Moreover the quantitative dependent variables are not categorized, because the authors use
a statistical interestingness measure, such as the mean or the variance of the dependent
The algorithm described in this paper uses the Window algorithm to categorize the quantitative independent variables and extends the algorithm of Aumann and Lindell [AUL03]
by the points described below:
1. Analysis of rules with multiple variables on both sides of the rule.
2. Introduction of the homogeneity measures.
3. Ability to analyze categorical and quantitative data on both sides, i.e.
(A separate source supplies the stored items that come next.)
PR #2345, opened 2022-12-16
nrf: import trusted firmware SPU driver

pjonsson:
Import the SPU driver from the trusted firmware
project. The source directory for these files
is:

root/platform/ext/target/nordic_nrf/common/core/native_drivers

The commit also contains the makefile changes
for building this driver when TrustZone support
is enabled.


pjonsson:
These files should be kept in sync with upstream, so the things to review is whether the driver should be in the `dev` directory, and the changes to the Makefile.

PR #2346, opened 2022-12-16
nrf5340: import TrustZone target config

pjonsson:
Import the TrustZone target config
from the trusted firmware project.
The source directory for these files
is:

root/platform/ext/target/nordic_nrf/common/nrf5340

These files are currently not connected
to the build system, they will be when
the TrustZone build support is added.


pjonsson:
These files should be kept in sync with upstream, so the thing to review is whether the files should be in `arch/cpu/nrf/nrf5340`.

PR #2351, opened 2022-12-19
TSCH: use RSSI data from received EB packets in the link stats module

atiselsts:
Currently on RSSI data from network-layer packets is used. I see no reason to not to use RSSI data from EB packets as well. Could help in some situations, when the other types of packets are not sufficiently frequent, or have not started being received yet.

### DIFF
--- a/os/net/mac/tsch/tsch.c
+++ b/os/net/mac/tsch/tsch.c
@@ -505,17 +505,21 @@ tsch_rx_process_pending()
       && frame.fcf.frame_type == FRAME802154_BEACONFRAME;
 
     if(is_data) {
-      /* Skip EBs and other control messages */
-      /* Copy to packetbuf for processing */
+      /* Copy payload to packetbuf for processing */
       packetbuf_copyfrom(current_input->payload, current_input->len);
       packetbuf_set_attr(PACKETBUF_ATTR_RSSI, current_input->rssi);
       packetbuf_set_attr(PACKETBUF_ATTR_CHANNEL, current_input->channel);
-    }
 
-    if(is_data) {
       /* Pass to upper layers */
       packet_input();
+
     } else if(is_eb) {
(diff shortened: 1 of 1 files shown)


os/net/mac/tsch/tsch.c
```diff
@@ -516,6 +516,12 @@ tsch_rx_process_pending()
       /* Pass to upper layers */
       packet_input();
     } else if(is_eb) {
+
+      /* Don't pass to upper layers, but still count it in link stats */
+      packetbuf_set_attr(PACKETBUF_ATTR_RSSI, current_input->rssi);
+      packetbuf_set_attr(PACKETBUF_ATTR_CHANNEL, current_input->channel);
+      link_stats_input_callback((const linkaddr_t *)frame.src_addr);
+
```
arurke, line 524: Makes very much sense to me.

Maybe do a slight refactor, something like
```
   if(is_data) {
      /* Copy to packetbuf for processing, pass to upper layers */
      packetbuf_copyfrom(current_input->payload, current_input->len);
      packetbuf_set_attr(PACKETBUF_ATTR_RSSI, current_input->rssi);
      packetbuf_set_attr(PACKETBUF_ATTR_CHANNEL, current_input->channel);
      packet_input();
    }
    else if(is_eb) {
      /* Don't pass to upper layers, but still count it in link stats */
      packetbuf_set_attr(PACKETBUF_ATTR_RSSI, current_input->rssi);
      packetbuf_set_attr(PACKETBUF_ATTR_CHANNEL, current_input->channel);
      link_stats_input_callback((const linkaddr_t *)frame.src_addr);
      eb_input(current_input);
    }
```
or the `packetbuf_set_attr()`s in a `if(is_eb || is_data)` first

atiselsts: I did some refactoring and updated the comments

arurke (approved):

PR #2367, opened 2023-01-02
Improve ETX guesstimation from RSSI

atiselsts:
The current ETX-from-RSSI guesstimation is useful for faster forming of the RPL tree but has some problems:

1) The values for "good" and "bad" RSSI are hard-coded to -60 and -90, which are not sensible defaults for Sub-GHz radios. This PR allows to configure them.

2) The ETX value at "good" RSSI is 1.0, the best ETX possible, while in reality the link may be unusable due to asymmetry for example. If a new neighbor is discovered with a good RSSI, then RPL might switch to this neighbor even though there is a better neighbor with an actually working link already present. This PR proposes to set `ETX_DEFAULT` value as the best possible initial ETX value, and penalize this ETX value further for RSSI values below the "good" RSSI.

3) The comment in link-stats.c about ETX being a linear function from RSSI is misleading, the old function is not linear. The new logic makes the function linear again for RSSI values between the "good" and "bad".

The PR also cleans up some other things in the system headers - FYI the old `CTASSERT` macro was not working for me.

I'm interested in particular in the opinion of whether using `ETX_DEFAULT` as the starting value is sensible, and whether the new RSSI-to-ETX mapping is acceptable for other maintainers and users.

For the reference this was the old output of RSSI-to-ETX (using scaled-down ETX values):

```
-60: 1.000
-61: 1.034
-62: 1.071
-63: 1.111
-64: 1.154
-65: 1.200
-66: 1.250
-67: 1.304
-68: 1.364
-69: 1.429
-70: 1.500
-71: 1.579
-72: 1.667
-73: 1.765
-74: 1.875
-75: 2.000
-76: 2.143
-77: 2.308
-78: 2.500
-79: 2.727
-80: 3.000
-81: 3.000
-82: 3.000
-83: 3.000
-84: 3.000
-85: 3.000
-86: 3.000
-87: 3.000
-88: 3.000
-89: 3.000
-90: 3.000

```
This is the new output, with the default config options:

```
-60: 2.000
-61: 2.033
-62: 2.067
-63: 2.100
-64: 2.133
-65: 2.167
-66: 2.200
-67: 2.233
-68: 2.267
-69: 2.300
-70: 2.333
-71: 2.367
-72: 2.400
-73: 2.433
-74: 2.467
-75: 2.500
-76: 2.533
-77: 2.567
-78: 2.600
-79: 2.633
-80: 2.667
-81: 2.700
-82: 2.733
-83: 2.767
-84: 2.800
-85: 2.833
-86: 2.867
-87: 2.900
-88: 2.933
-89: 2.967
-90: 3.000

```


os/lib/assert.h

Categorical or
Quantitative Categorical or Quantitative rules.
4. Ability to analyze intertransactional associations.
2. Definitions
2.1 Association Rules
Let E = {e1,…,em} be the set of variables (or fields) for a database table D of transactions
T. Let I = {i1,…,in} be a set of literals, called items of the following form:
ik={ej , vL, vU}
with ej ∈ E, ik ∈ I and vL, vU two values of this variable, where vL ≤ vU if ej is a quantitative
variable and vL = vU if ej is a categorical variable. For example ej can be the amount of a
bank transaction and ik = {amount, 10.000, 20.000} a categorized expression of this variable, noted as item. Furthermore, if ej was a categorical variable such as the city of the account owner then ik = {city, ‘Athens’, ’Athens’} could be a valid item of this variable. For
simplicity reasons we will also denote the above item as ik = {city, ‘Athens’}
Let XQ be a set of quantitative-variable items in I. Also, let XC be a set of categoricalvariable items in I. Let YQ be a set of quantitative variables in E. Also let YC be a set of
categorical variables in E.
An association rule is an implication of the following form:
X ⇒ Y, measure(Y)
X = {x1,…,xn1}, xr ∈ XQ U XC , and
Y = {y1,…,yn2}, ys ∈ YQ U YC
The left-hand side of a rule defines a subset of the database table D and is called profile.
The profile can be a set of r number of items (noted as r-itemset) which are either categorical found in XC or quantitative found in XQ. For a transaction t = {⟨e1,v1⟩,…,⟨em,vm⟩}, we
say that t has profile Xr if t coincides with Xr whenever Xr is defined. We denote this set of
transactions as TXr.
The right-hand side of a rule consists of a vector of measure values for a set of quantitative or categorical variables in YQ or YC respectively, with the measure taken over TX, the
transactions which match the profile of the left-hand side of the rule. In this paper we use
the mean value as the measure to define the significance of a rule; however other measures
may be used as well. We denote as yTx the mean value of y ∈ Y for the profile TX.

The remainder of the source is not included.